======== Supplied entries
PR #9431, opened 2026-05-01
feat: make `Auth` instance fetchable

pi0:
This PR adds `auth.fetch` as alias to `auth.handler`.

I am trying to figure out super minimal or ideally zero config support for better-auth via `auth.ts` [for Nitro](https://github.com/nitrojs/nitro/pull/3942/). Ideally something like this is all one will have to do:

```ts
// auth.ts
export default betterAuth({ /* ... */ })
```

Today, modern http frameworks (H3, Hono, Elysia) and platforms (Vercel, Cloudflare, Deno) and Runtimes (Bun, Deno and srvx) support fetchable default exports. `export default app` / `export default { fetch }` works out of the box.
================
Exercise goal - Copy the data above. Keep each line exact.

Worked solution -
PR #9431, opened 2026-05-01
feat: make `Auth` instance fetchable

pi0:
This PR adds `auth.fetch` as alias to `auth.handler`.

I am trying to figure out super minimal or ideally zero config support for better-auth via `auth.ts` [for Nitro](https://github.com/nitrojs/nitro/pull/3942/). Ideally something like this is all one will have to do:

```ts
// auth.ts
export default betterAuth({ /* ... */ })
```

Today, modern http frameworks (H3, Hono, Elysia) and platforms (Vercel, Cloudflare, Deno) and Runtimes (Bun, Deno and srvx) support fetchable default exports. `export default app` / `export default { fetch }` works out of the box.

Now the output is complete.